Politics & the Nation
- Warren Buffet and Bill Gates are in India
- Billionaire investor Warren Buffett said he is looking forward to using the enormous cash pile of flagship firm Berkshire Hathaway to acquire companies in India, which he described as a large, and not an emerging, market.
- The Omaha, Nebraska-based Berkshire has made two large acquisitions in the past one year, buying chemicals additive firm Lubrizol for about $9 billion a few days ago and railroad firm Burlington Northern Santa Fe for about $26.5 billion last year. The cash pile on its books is estimated at $38.2 billion.
- Buffett will also use the India visit to join his billionaire friend and Microsoft founder Bill Gates on a mission to push wealthy Indians to pledge money for a global philanthropic drive called the ‘Giving Pledge’.
- Buffett begins his maiden India trip with a visit to metal-cutting tools maker TaeguTec India Pvt Ltd—his only investment in the country till date—on Wednesday. His other major India connection is the recent tie-up with Bajaj Allianz to sell auto insurance policies.
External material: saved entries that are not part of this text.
PR #247, opened 2026-08-18
fix(core): settle Core-owned Sessions — hook ack, an unarmed backstop, and a boot sweep

### LINKED ISSUE #243: Core: nothing settles a Core-owned Session whose process died — a lost Stop hook arms no backstop, and there is no boot sweep

qcentic-dev:
## Summary

Three independent ways a Core-owned Session gets left on `running` after its work is over, and no backstop that catches
the important one. This closes all three, and they only work as a set — the sweep answers a restart, the backstop
answers a lost `Stop`, and the ack is what makes either of them explicable after the fact.

- **The hook ack.** A hook's POST ended in `|| true`, which swallowed a timeout, a connection refused, a 401 and a 500
  identically, so a lost hook left no trace on either side. The command now fails on a non-2xx answer (`-f`), retries a
  transient one (`--retry 2 --retry-delay 1` — the timeout a busy Core hands a `-m 3` POST), and appends what it still
  could not deliver to `$AC_HOOK_MISS_LOG`. The receiver counts the hooks it accepts and answers with that delivery
  number. `HookDeliveryMonitor` drains the miss log into the Core's log with a running total, starting at boot — a hook
  refused during a restart is exactly the drop nobody could otherwise hear about. OpenCode's plugin does the same in its
  own idiom.
- **The unconditional backstop.** `armDeferredFinish` is only reached from branches that need a hook to have *arrived*,
  so when the terminal `Stop` is itself the POST that drops, nothing is armed at all. `CoreSessionBackstop` arms nothing
  and needs nothing armed: once a minute it asks the database which rows still claim to be working and settles the ones
  that have gone quiet. Quiet is the load-bearing word — a working harness fires a `PostToolUse` per tool call and
  redraws its spinner into the PTY about once a second, so hooks *and* PTY output count as activity, the row's own
  `updatedAt` is the floor, and fifteen minutes with neither is a turn that ended without anyone being told.
- **The boot reconciliation sweep.** A Core's PTYs die with it — no exit callback, no `pty:exit`, no settle — and
  nothing swept at startup. The Panel has had this sweep for its own rows all along; what it never had was scope over
  Core-owned ones, which is every Session on a remote Core. `sweepStrandedSessions` runs once per boot, before any PTY
  of this process can exist, and writes `disconnected` through `CoreTaskWriter` so each settle appends the
  `task:updated` event a connected Panel re-renders from.

`disconnected` rather than `finished` for the sweep: it is what the Panel already uses for a process that went away
without reporting, and it claims nothing about how the work ended.

### The one trade, stated plainly

A harness that works in *total* silence — no hook, no byte of output — for longer than fifteen minutes gets a card
reading `finished` while it is still going. Nothing is killed, no process is touched, and the next turn's
`UserPromptSubmit` puts the row back on `running`. Weighed against a lost `Stop` wedging a Session until a human edits
the row by hand, while the Panel says the opposite.

## Related issues

Closes #243

Scope boundaries kept deliberately: `pty-core-link-server.ts` is untouched (#187 owns its restructuring), the core-link
send path's live-event cursor advance is untouched (#244), and the Panel's `session-drive-register.ts` / `router.ts` are
untouched (#242).

## Type of change

- [x] 📚 Documentation
- [ ] 🔧 Build / CI / tooling

## How was this tested?

New tests, all against the Core's real SQLite, real event log and real loopback receiver rather than hand-built frames:

- `harness-hook-delivery.test.ts` (10) — drains and clears the miss log, keeps a running total across a boot, and runs
  the **actual generated hook command** through a real `sh` + `curl` against a real receiver: a delivered hook acks and
  records nothing; a Core that is not there, a wrong bearer and a task the Core does not have each leave exactly one
  recorded line; and with no miss log configured the command still exits 0 and writes nowhere.
- `core-session-backstop.test.ts` (9) — finishes a quiet Session that nothing armed (and raises the `session:finished`
  event the operator never got), leaves a two-hour turn alone while it keeps talking, never touches `needs-input`,
  calls a quiet Session with no live PTY `disconnected` rather than `finished`, and settles each row exactly once.
- `core-session-sweep.test.ts` (7) — sweeps `running` / `needs-input` including archived rows, leaves settled rows
  exactly as they settled, appends `task:updated` without a spurious `session:finished`, is a no-op on the second boot,
  and keeps going when one row cannot be written.
- `core-query.test.ts` (+4) — the boot sweep's read: only rows claiming a live process, archived included, every
  project.
- `harness-hooks.test.ts` (+1, 1 updated) — the fail-soft assertion now says what it means, next to the new ack.

Suites run locally on this branch: `@actana/core` 1166 passed, `@actana/shared` 184, `@actana/sdk` 236, `@actana/cli`
421, `@actana/panel` 1405 (2 timeouts under load that pass in isolation — `terminals-in-browser` and `panel-link`,
neither touched here). `pnpm typecheck` and `pnpm lint` clean (warnings pre-existing). The root `scripts` suite has one
pre-existing environment failure on this machine (`core-launcher` picks up a real `/opt/actana` install).

Not covered by a test: the throttled PTY-output activity callback in `pty-manager.ts`, whose only test route would be
spawning a real PTY — the module's existing tests are unit-level over its pure helpers.

## Checklist

- [x] Conventional Commits on every commit, not just the title
- [x] Docs updated (`docs/harness-status-detection.md`, `docs/observability.md`)
- [x] No new dependencies

### DIFF
--- a/docs/harness-status-detection.md
+++ b/docs/harness-status-detection.md
@@ -20,6 +20,9 @@ about everything else on a Core — as an Event replayed off its cursor.
 | Status/title writes + events | `packages/core/src/core-task-writer.ts` |
 | Title generation | `packages/core/src/core-title-generator.ts` |
 | PTY exit settle | `packages/core/src/pty-manager.ts` → `onSessionExit` |
+| Hook delivery misses | `packages/core/src/harness-hook-delivery.ts` |
+| Quiet-Session backstop | `packages/core/src/core-session-backstop.ts` |
+| Boot sweep | `packages/core/src/core-session-sweep.ts` |
 
 The Panel keeps a hook endpoint (`POST /api/hooks/<slug>`) for its own remaining
 local task rows, running the same shared pipeline. A Core-owned Session never
@@ -66,7 +69,8 @@ next turn's `Stop` for the whole TTL.
 
 Backstops, so a `SubagentStop` that never arrives (lost POST, killed process) —
 or a healed `running` that no `Stop` will ever follow — cannot hold a task on
-`running` forever:
+`running` forever. The first three are armed **by a hook that arrived**; the
+fourth is armed by nothing, which is the point (issue 243):
 
 - Tracked entries expire after 2 hours (kept long on purpose — a short TTL would
   prematurely finish sessions whose subagents legitimately run long).
@@ -80,6 +84,28 @@ or a healed `running` that no `Stop` will ever follow — cannot hold a task on
 - Tracking is dropped outright when a new session id is captured, on
   `SessionStart` with `source: "clear"` (same session id, but `/clear` kills
   background work), and when the PTY process exits.
+- **The quiet-Session backstop** (`core-session-backstop.ts`) sweeps the
+  database once a minute and settles any row still claiming `running` that has
+  gone quiet. Nothing arms it, so it covers the case the three above cannot: a
+  turn whose terminal `Stop` was the POST that dropped, where nothing was held,
+  nothing was healed and no subagent was ever tracked.
+
+Elapsed time is not what "quiet" means, and it could not be — a turn may run for
+hours. A working harness never stops talking: every tool call fires the
+unmatched `PostToolUse`, and its TUI redraws a spinner and elapsed-time counter
+into the PTY about once a second. So **hooks and PTY output both count as
+activity** (output throttled to one report per five seconds per PTY), a row's
+own `updated_at` is the floor for a Session the process has not heard from yet,
+and **fifteen minutes with neither** is read as a turn that ended without anyone
+being told. A live PTY makes that settle a `finished`; no live PTY makes it a
+`disconnected`, because a process that went away did not finish. `needs-input`
+is never swept — a Session waiting on a human may wait silently forever.
+
+The trade is knowingly paid: a harness that works in total silence for longer
+than the window gets a card that reads `finished` while it is still going.
+Nothing is killed, and the next `UserPromptSubmit` puts the row back on
+`running`. Before it, a lost `Stop` wedged the Session until a human edited the
+row by hand — while the Panel said the opposite.
 
 `Notification` is also intentionally narrowed to `permission_prompt`. Claude Code
 sends idle input reminders through the same hook event, so treating all
@@ -169,6 +195,44 @@ The harness pipes the hook payload (`hook_event_name`, `session_id`, `cwd`,
 `transcript_path`, …) on stdin; the command forwards it as the request body.
 `|| true` is load-bearing: a hook must never block or fail an operator's session.
 
+### Delivery, and what happens when there is none
+
+Fail-soft is not the same as silent, and until issue 243 this path was both. A
+`-m 3` POST against a Core whose event loop is also serving PTY fan-out, SQLite
+writes and file transfers is reachable under load, and `|| true` swallowed a
+timeout, a connection refused, a 401 and a 500 identically. Nothing on either
+side recorded the attempt, so a lost hook left no trace anywhere — and a lost
+terminal `Stop` wedged its Session on `running` with nothing to say why.
+
+Both ends now account for it:
+
+- The command adds `-f`, so a non-2xx answer is a failure rather than a silent
+  success, and `--retry 2 --retry-delay 1`, which retries what curl calls a
+  transient error — the timeout, above all. Three attempts bound the worst case
+  at about eleven seconds, well inside a harness's own hook timeout, and only on
+  the path where the Session's status is already wrong. `--retry-connrefused` is
+  deliberately absent: it would raise the curl version the command needs, and a
+  refused connection means the Core is down.
+- What still could not be delivered is appended to `$AC_HOOK_MISS_LOG`
+  (`<user-data-dir>/hook-misses.log`) as one tab-separated
+  `<iso8601> <taskId> <event> <curl exit>` line. Unset, the record goes to
+  `/dev/null` — a workspace opened by hand writes nowhere rather than failing.
+- The receiver counts the hooks it accepts and answers with that delivery
+  number, so an ack is a fact rather than an empty 200.
+- `HookDeliveryMonitor` drains the miss log into the Core's log with a running
+  total, starting at boot: a hook refused during a restart is exactly the drop
+  nobody would otherwise hear about.
+- OpenCode's plugin does the same in its own idiom — it checks `res.ok`, retries
+  once, and writes the same line.
+
+`-o /dev/null` rides along and is not cosmetic: Claude Code reads a hook's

- On Thursday, after wrapping up his Bangalore visit, Buffett will fly to Delhi, where he will hold a joint press conference with Gates and then speak with some leading Later, in the afternoon, he is expected to meet Prime Minister Manmohan Singh.
- ED finds Hasan Ali links with politicians and babus
- The Enforcement Directorate has found Pune-based stud farm owner Hasan Ali Khan has links with middle level politicians and bureaucrats. Some of these politicians are believed to be from as far as Bihar.
- Khan, accused of stashing away black money worth $8 billion in Swiss banks, is being interrogated by ED under the Prevention of Money Laundering Act, or PMLA, and Foreign Exchange Management Act, or Fema. His custodial remand, which came to an end on Monday, was extended by three days by the Supreme Court.
- Zero rating of taxes explained
- A country does not export its taxes and, hence, exports would be zero-rated under GST. This means the final product or service will be spared tax, and taxes paid on all inputs refunded.
- The above explanation may sound a little confusing to the uninitiated in taxation. Let’s try a bit. Suppose there is a series of transactions before a commodity is exported. Under GST, at every stage of this series, tax has to be levied, duly deducting whatever tax is paid on the purchase value. When the commodity is finally exported, there is no tax on the sale; but the exporter would have paid taxes on his purchases. When we say exports are zero rated, what it means is that the exporter has to be refunded the tax paid by him on his purchases which were exported out of the country.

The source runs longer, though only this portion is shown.